A blog for Young Adults

Friday, October 13, 2006

Crushed Diaries

I used to be very friendly with an eccentric family who lived in London. The father was a normal businessman, but the rest of the family were very artistic. My friend, the mother didn't have to go out to work but loved to paint at home for fun. As a result, she was always splattered from head to toe with oil paint, even when she went out for dinner to smart restaurants with her husband.

Her daughters were always drawing, painting or making jewellery out of wire coat-hangers and beads. In the summer, they even used to cover an orange box with florescent coloured paper and put their home made jewellery on top of it. They used to sell their home-made, fake jewels to friendly passers-by who willingly gave them coins for their pretty peculiar stuff. The grown-ups didn't seem to mind either when their newly purchased earrings deteriorated as soon as they inserted them in their ears. They admired the girls' initiative. They also respected the girls for being so creative and not wasting their youth glued to the television like a lot of their friends did. The girls would loved to have watched TV all day long if they had their own way, but as their mother wouldn't allow a televison in the house, they had no choice but to be artistic at home.

The youngest daughter looked like an angel, but she was a Leo with a terrible temper. If she didn't get her own way which was most of the time, she used to stramp her feet and scream. When she wasn't being bad tempered, she used to dress up in little spangled skating costumes and ice-skate in the local ice-rink, that her mother drove her to every weekend. She wanted to be a professional ice-skater when she left school.

The eldest daughter was unusual looking, was a good-tempered Libra and wanted to be a cartoonist. But, unlike her younger sister who used to love dressing up and put on makeup, she was a bit of a tomboy and couldn't care less what she looked like. Similar to Door in "Crushed" she was tall and thin, and could easily have been a teen fashion model if she had wanted. But, she couldn't be bothered to look tidy. Maybe, it was because her Mum kept nagging her all the time to make an effort with her appearance, but the eldest daughter wasn't interested in clothes and would have been happy to go to parties in a food-stained plastic bin-liner if she had been allowed to.
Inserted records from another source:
PR #3491, opened 2025-06-22
Get gas and vm resources directly from `CallInfo`

### LINKED ISSUE #3292: Get gas and vm resources directly from `CallInfo`
### Current State

Currently we calculate used resources and gas based on data we collect during execution, from various sources.

### Objective

Get gas and vm resources directly from `CallInfo`

### Additional Context

Except for some edge cases like artificial gas from deploy cheatcode it should be mostly straightforward to collect and use this data.

### LINKED ISSUE #3473: Resolve problem with duplicated resources for syscalls in nested calls
### Current State

```rust
...
...

fn xyz() {
...
...
}
```

### Objective

### Additional Context

_No response_

franciszekjob:
Closes #3473 
Closes #3292 

## Introduced changes

This PR changes the way we get gas and vm resources - now we get them directly from `CallInfo`.
At the same time, it fixes the bug with duplicated builtins from syscalls in nested calls.

## Checklist

- [x] Linked relevant issue
- [x] Added relevant tests


crates/cheatnet/src/runtime_extensions/forge_runtime_extension/mod.rs
```diff
@@ -691,102 +620,27 @@ pub fn update_top_call_vm_trace(runtime: &mut ForgeRuntime, cairo_runner: &mut C
...
-                &execution_resources,
-                &top_call_syscalls,
-            );
-        }
-        TrackedResource::SierraGas => {
-            sierra_gas_consumed +=
-                get_syscalls_gas_consumed(&top_call_syscalls, versioned_constants);
-        }
+    if tracked_resource == TrackedResource::SierraGas {
+        gas_consumed += get_syscalls_gas_consumed(&total_syscall_usage, versioned_constants);
```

Both girls were completely different. They had different interests, went to different schools and didn't share the same friends. But one thing they did have in common was having crushes on pop stars. Their bedroom wall was splattered with posters of their favourite idols.

I used to play tennis with the mother, and often used to go to her house afterwards for a meal. One day, while the whole family and I were eating a Chinese takeaway, my friend suggested - wouldn't it be wonderful if I wrote a book based on her family? What a genius idea I thought, and felt so inspired, that I went away and wrote "Crushed" very quickly - in the space of a few months only. And, considering the book is 250 pages long, that was quite an achievement, believe me.
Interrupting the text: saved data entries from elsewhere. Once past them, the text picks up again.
Issue #1531, opened 2024-01-15
Typesafe contract `declare`


Arcticae:

Arcticae:
Artifacts with module info was merged
https://github.com/software-mansion/scarb/pull/1082

franciszekjob:
Closed in #4447

PR #4445, opened 2026-06-23
Support partial module paths in `snforge_std::declare`

franciszekjob:
Closes #

## Introduced changes

Support partial module paths in `snforge_std::declare`

## Checklist

- [ ] Linked relevant issue
- [ ] Updated relevant documentation
- [x] Added relevant tests
- [x] Performed self-review of the code
- [ ] Added changes to `CHANGELOG.md`

PR #4426, opened 2026-06-12
Use contract module paths instead of names in tests

franciszekjob:
Closes #

## Introduced changes

Refactor forge integration tests to use contract module paths instead of names.

## Checklist

- [ ] Linked relevant issue
- [ ] Updated relevant documentation
- [x] Added relevant tests
- [x] Performed self-review of the code
- [ ] Added changes to `CHANGELOG.md`

PR #4420, opened 2026-06-11
Support module path in `--contract-name`

franciszekjob:
Closes #

## Introduced changes

Allow to pass absolute/partial module tree path in `--contract-name` flag.

## Checklist

- [ ] Linked relevant issue
- [x] Updated relevant documentation
- [x] Added relevant tests
- [x] Performed self-review of the code
- [x] Added changes to `CHANGELOG.md`

PR #4447, opened 2026-06-24
Add `declare!` in `snforge_std`

franciszekjob:
Towards #1531

## Introduced changes

Introduce type-safe `declare!` macro in `snforge_std`. It accepts a contract name, full module path, or partial module path, validates that the argument is a plain Cairo path, and emits a compile-time type check against the contract `ContractState`. At runtime it still calls `snforge_std::declare` with the resolved path string, so existing declare behavior and artifact resolution are preserved.

## Checklist

- [x] Linked relevant issue
- [x] Added relevant tests


franciszekjob:

- #4411
    - #4426
        - #4416
            - #4420
                - #4445
                    - #4447 ◀
                        - #4468
                            - #4469

franciszekjob:
note: We intentionally do not support paths with a leading `::` in `declare!`. The macro uses the provided path to generate a Cairo type path for the compile-time `ContractState` check, and Cairo does not accept leading `::` in that position. This remains supported only by runtime `declare("::...")`.

franciszekjob:
note: Do we want to prefer`declare!` in our docs now? If so, I will provide a separate PR for that.

docs/src/appendix/snforge-library/declare.md
```diff
@@ -29,3 +29,58 @@ Returns the `DeclareResult` that encapsulated possible outcomes in the enum:
...
+
+#[test]
+fn declare_by_alias() {
+    let contract = declare!(Alias).unwrap().contract_class();
+}
+```
+
+For contract names, the compile-time check uses the name visible in scope, but
+runtime artifact resolution still uses the name string. If multiple contracts
+share the same name, `declare!(MyContract)` can still fail due to am ambiguity. Use a
```
MKowalski8: typo?

```suggestion
share the same name, `declare!(MyContract)` can still fail due to an ambiguity. Use a
```

MKowalski8:
> note: Do we want to prefer `declare!` in our docs now? If so, I will provide a separate PR for that.

I think we can prefer `declare!`. But imo it's best to "vote" and, if necessary, discuss it on the channel with the rest of the team members.

docs/src/appendix/snforge-library/declare.md
```diff
@@ -29,3 +29,58 @@ Returns the `DeclareResult` that encapsulated possible outcomes in the enum:
...
+Accepted paths are:
+- full module tree paths (e.g. `my_package::module::MyContract`)
+- partial module tree paths (e.g. `module::MyContract`)
+- contract names (e.g. `MyContract`)
+
+Contract names require the contract to be in scope, either by being defined in the same module or imported.
+
+```rust
+use my_package::module::MyContract;
+use snforge_std::{ContractClassTrait, DeclareResultTrait, declare};
```
MKowalski8: Do we need to import `declare` in those test cases?

crates/snforge-scarb-plugin/src/inline_macros/declare.rs
```diff
@@ -0,0 +1,141 @@
...
+            ProcMacroResult::new(TokenStream::empty()).with_diagnostics(vec![diagnostic].into())
+        }
+    }
+}
+
+fn expand(args: &TokenStream) -> Result<TokenStream, Diagnostic> {
+    let raw_path = args.to_string();
+    let Some(contract_path) = normalize_path(&raw_path) else {
+        return Err(Diagnostic::span_error(
+            TextSpan::call_site(),
```
MKowalski8: nit: We could point exactly to wrong argument not `declare!` itself. At the moment it works like this (if I am not wrong):
```
error: `declare!` expects either a contract name ...
 --> tests/contract.cairo:5:5
  |
5 |     declare!("HelloStarknet");
  |     ^^^^^^^^^^^^^^^^^^^^^^^^^
```
Not like this 
```
error: `declare!` expects either a contract name ...
 --> tests/contract.cairo:5:13
  |
5 |     declare!("HelloStarknet");
  |              ^^^^^^^^^^^^^^^
```

So we could check for real span e.g:

```rust
fn args_span(args: &TokenStream) -> TextSpan {
    let mut spans = args.tokens.iter().map(|token| match token {
        TokenTree::Ident(token) => &token.span,
    });
    let Some(first) = spans.next() else {
        return TextSpan::call_site();
    };
    let (mut start, mut end) = (first.start, first.end);
    for span in spans {
        start = start.min(span.start);
        end = end.max(span.end);
    }
    TextSpan::new(start, end)
}
```

And then use it here
```suggestion
            args_span(args),
```

But it's a UX thing, choose what you prefer

MKowalski8 (approved):
LGTM, left some comments

docs/src/appendix/snforge-library/declare.md
franciszekjob: No, good catch!

crates/snforge-scarb-plugin/src/inline_macros/declare.rs
```diff
@@ -0,0 +1,158 @@
...
+/// - a contract name (e.g. `MyContract`)
+/// - an absolute module tree path (e.g. `my_package::module::MyContract`)
+/// - a partial module tree path (e.g. `module::MyContract`).
+///
+/// Expects whitespace around `::` separators to be normalized away before validation.
+/// Rejects empty paths, empty segments, segments starting with digits, non-identifier
+/// characters and whitespace inside path segments.
+fn is_valid_contract_path(path: &str) -> bool {
+    CONTRACT_PATH_REGEX.is_match(path)
+}
```
DelevoXDG, line 113: If I understand correctly, current `CONTRACT_PATH_REGEX` will reject leading `::` in the contract identifier.

That creates a mismatch with current logic used by non-macro declare:

I wonder if we should allow it here as well as a part of the normalization flow. 


https://github.com/foundry-rs/starknet-foundry/blob/570f8a4f0a71c8c1d731013ee997f82474281b31/crates/sncast/src/helpers/artifacts.rs#L25-L27

WDYT?

docs/src/appendix/snforge-library/declare_macro.md
DelevoXDG, line 1: As discussed offline, we should document that it's type-safe only from the contract path existence perspective, not from contract contents perspective.

crates/forge/tests/e2e/declare_macro.rs
DelevoXDG, line 1: I'd also add assert that clearly shows that invalid contract contents is runtime error, differentiating it from `compile_from_file!` where it's compile-time error

crates/snforge-scarb-plugin/src/inline_macros/declare.rs
```diff
@@ -0,0 +1,158 @@
...
+    };
+
+    let (mut start, mut end) = (first.start, first.end);
+    for span in spans {
+        start = start.min(span.start);
+        end = end.max(span.end);
+    }
+
+    TextSpan::new(start, end)
+}
```
DelevoXDG, line 68: Can we provide some docstring for this helper?

crates/snforge-scarb-plugin/src/inline_macros/declare.rs
```diff
@@ -0,0 +1,158 @@
...
+    #[test_case("alias::HelloStarknet"; "partial module path")]
+    fn valid_contract_path(path: &str) {
+        assert!(is_valid_contract_path(path));
+    }
+
+    #[test_case("\"HelloStarknet\""; "non-path argument")]
+    #[test_case("my-package::HelloStarknet"; "invalid module path")]
+    #[test_case("1_Contract"; "identifier starting with digit")]
+    #[test_case("hello_starknet::1_Contract"; "path segment starting with digit")]
+    #[test_case("::HelloStarknet"; "leading empty segment")]
```
DelevoXDG: https://github.com/foundry-rs/starknet-foundry/pull/4447/changes#r3529910899

docs/listings/declare_examples/tests/test_declare_macro.cairo
```diff
@@ -0,0 +1,9 @@
+use declare_examples::hello_starknet::HelloStarknet;
+use snforge_std::DeclareResultTrait;
+
+#[test]
+fn test_declare() {
+    let contract = declare!(HelloStarknet).unwrap().contract_class();
+    // ...
```
DelevoXDG, line 7: Nit: Why? 😅

crates/snforge-scarb-plugin/src/inline_macros/declare.rs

"Crushed" was definitely inspired by this family, but I made the girls in the book completely different. First of all, in real-life, there wasn't any sibling rivalry between the girls, and in the book they are non-identical twins. Also, in the book, Door loves to play the drums, while Dee in the book is a ballet dancer.

Even though the Brevington family in "Crushed" is completely different from the family in real life, the charachters in the book seem realistic, even though I made them rather mad and eccentric. I think it's always best if you write about what you know, even though it's not the exact truth. After all, writing fiction is a bit like being a fantasist. However, I couldn't resist putting real stuff about the family in the book, like the girls going to different schools, and detail stuff about their bedroom walls being covered in pictures of their current pin-ups. I suppose that's why the girls recognised themselves in the book, even though I was very careful to make them appear completely different.